Akshay A. More
Department of Applied Mechanics , IIT Madras, Madras-600036, India
Department of Chemical Engineering Indian Institute of Technology Madras 600 036 India
Arul Prakash K
Thermo-Fluid Dynamics Laboratory, Department of Applied Mechanics, Indian Institute of Technology Madras, Chennai-600036, India
In this paper, the effect of waviness and pyramidal fins on the enhancement of heat transfer and variations in thermal stresses of the tubes due to distribution of the recirculation zone is studied and compared with the Conventional circular tube (CCT) design. The symmetric and asymmetric distribution of temperature on the tube wall due to geometric modification and its effect on thermal stresses is studied using finite element method based commercial software ANSYS WORKBENCH (20.2).

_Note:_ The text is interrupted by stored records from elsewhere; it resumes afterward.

PR #4048, opened 2020-05-03
Add pkgsrc package

uberhacker:
pkgsrc is a framework for building third-party software on NetBSD and other UNIX-like systems. 
 See https://github.com/NetBSD/pkgsrc.  Tested on all architectures.  @cstrouse: You should appreciate this.  Takes about 5 minutes to install everything needed to build packages from source.

### DIFF
--- a/packages/pkgsrc.rb
+++ b/packages/pkgsrc.rb
@@ -1,0 +1,131 @@
+require 'package'
+
+class Pkgsrc < Package
+  description 'pkgsrc is a framework for building third-party software on NetBSD and other UNIX-like systems'
+  homepage 'https://github.com/NetBSD/pkgsrc'
+  version '2020Q1'
+  source_url 'https://github.com/NetBSD/pkgsrc/archive/6ba7d2a6ee1388ad515177f5964681f2f6c13f13.tar.gz'
+  source_sha256 'fe2cf98d294cdd298c9191c33c5223860f73e9bed8b9d137f0c32a579ea49803'
+
+  binary_url ({
+    aarch64: 'https://dl.bintray.com/chromebrew/chromebrew/pkgsrc-2020Q1-chromeos-armv7l.tar.xz',
+     armv7l: 'https://dl.bintray.com/chromebrew/chromebrew/pkgsrc-2020Q1-chromeos-armv7l.tar.xz',
+       i686: 'https://dl.bintray.com/chromebrew/chromebrew/pkgsrc-2020Q1-chromeos-i686.tar.xz',
+     x86_64: 'https://dl.bintray.com/chromebrew/chromebrew/pkgsrc-2020Q1-chromeos-x86_64.tar.xz',
+  })
+  binary_sha256 ({
+    aarch64: '3e5874fdcfe1f9bbc4379c408ea2c306938b8b81aab05a733b0431cd4560c777',
+     armv7l: '3e5874fdcfe1f9bbc4379c408ea2c306938b8b81aab05a733b0431cd4560c777',
+       i686: 'cc7393a04bcb20413e773d265c8855554bb38d4e16bb3b802029a21d9f8a2708',
+     x86_64: 'b461407fd6f86a40d4c5edae331096e57c2d9cdd0fff2e2de6f2d6ab06f53b6a',
+  })
+
+  def self.build
+    system "cat << 'EOF' > pkglocate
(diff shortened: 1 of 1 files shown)


packages/pkgsrc.rb
```diff
@@ -0,0 +1,125 @@
...
+    puts "in #{CREW_PREFIX}/doc/pkgsrc.txt."
+    puts
+    puts "Thank you for using pkgsrc!".lightgreen
+    puts
+    puts "To finish the installation, execute the following:".lightblue
+    puts "echo 'export PATH=\"#{CREW_PREFIX}/pkg/bin:#{CREW_PREFIX}/pkg/sbin:\$PATH\"' >> ~/.bashrc".lightblue
+    puts "echo 'export MANPATH=\"#{CREW_PREFIX}/pkg/man:\$MANPATH\"' >> ~/.bashrc".lightblue
+    puts "source ~/.bashrc".lightblue
+    puts
+    puts "To install packages, execute the following:".lightblue
```
cstrouse, line 116: We should probably add that packages can also be installed using binaries.

`pkg_add ftp://ftp.NetBSD.org/pub/pkgsrc/packages/Net-BSD/i386/3.1_2007Q2/shells/bash-3.2.9.tgz`

packages/pkgsrc.rb
```diff
@@ -0,0 +1,125 @@
...
+    puts
+    puts "will update the vulnerability list every day at 3AM, followed by an audit at"
+    puts "3:09AM. The result of the audit are then emailed to root. On NetBSD this may be"
+    puts "accomplished instead by adding the following line to /etc/daily.conf:"
+    puts
+    puts "fetch_pkg_vulnerabilities=YES"
+    puts
+    puts "to fetch the vulnerability list from the daily security script. The system is"
+    puts "set to audit the packages by default but can be set explicitly, if desired (not"
+    puts "required), by adding the following line to /etc/security.conf:"
```
cstrouse, line 83: This should reference `--sysconfdir=#{CREW_PREFIX}/pkg/etc`

packages/pkgsrc.rb
```diff
@@ -0,0 +1,125 @@
...
+    puts
+    puts "# Download vulnerabilities file"
+    puts "0 3 * * * #{CREW_PREFIX}/pkg/sbin/pkg_admin fetch-pkg-vulnerabilities >/dev/null 2>&1"
+    puts "# Audit the installed packages and email results to root"
+    puts "9 3 * * * #{CREW_PREFIX}/pkg/sbin/pkg_admin audit |mail -s 'Installed package audit result' \\"
+    puts "            root >/dev/null 2>&1"
+    puts
+    puts "will update the vulnerability list every day at 3AM, followed by an audit at"
+    puts "3:09AM. The result of the audit are then emailed to root. On NetBSD this may be"
+    puts "accomplished instead by adding the following line to /etc/daily.conf:"
```
cstrouse, line 77: This should reference `--sysconfdir=#{CREW_PREFIX}/pkg/etc/daily.conf`

cstrouse:
CrOS assumes you're compiling software using the hard float ABI on ARM so we should probably add `-mfloat-abi=hard` to `mk.conf`. Adding an appropriate `-mtune` option wouldn't hurt either.

packages/pkgsrc.rb
uberhacker: We could but this package already has all the source to build and install.  I suppose if you wanted a more recent version than the quarterly release, this would be beneficial.  I was thinking about adding the pkgin command in the future to download and install binary packages precompiled for Chrome OS.  I'd like to contact Benny Siegert to ask him if it could be added to the pkgsrc repo at `ftp://ftp.NetBSD.org/pub/pkgsrc/packages/Linux/<arch>/ChromeOS_2020Q2/All` or something like that.

daemonspudguy:
This is a good solution to the lack of extra software.

uberhacker:
@daemonspudguy:  I'm curious, what software is available in pkgsrc that you would use is not in Chromebrew yet?

cstrouse:
@uberhacker Are you arguing against a package that you've submitted?

uberhacker:
LoL, no but if you think it's useful, please feel free to merge if you like.  Not all the packages install cleanly with the default compiler options so it might be confusing for the casual user.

Three-dimensional governing differential equations of fluid
flow and energy is solved using finite volume method based
commercial software ANSYS Fluent (20.2) with k-ω SST turbulence model as turbulence closure. Grid convergence
study is done on the computational domain to get optimal mesh and then heat transfer results of an optimal mesh is validated with the experimental data. The wavy nature of the tube is mainly responsible for the generation of the recirculation zones as we are having the convergent and divergent sections. This recirculation zone (Vortex zone) plays a major role in enhancing the heat transfer by mixing of the fluid. Numerical simulations shows that in case of the Wavy circular tube (WCT) generated recirculation zone always remains attached to the wall of the tube, hence responsible for the asymmetric temperature distribution over the cross-section of tube walls. In contrast, the finned wavy circular tube (FWCT) generated recirculation zone no longer remains attached to the wall of the tube due to provision of internal fins and hence gives enhanced mixing compared to the WCT design. Waviness and internal fins enhance the heat transfer but at the same time both are responsible for the asymmetric temperature distribution over the cross-section of tube and hence thermal stress studies are essential. The influence of geometric modifications, inlet temperature and mass flow rate of fluid on thermal stress and heat transfer variation is studied and discussed.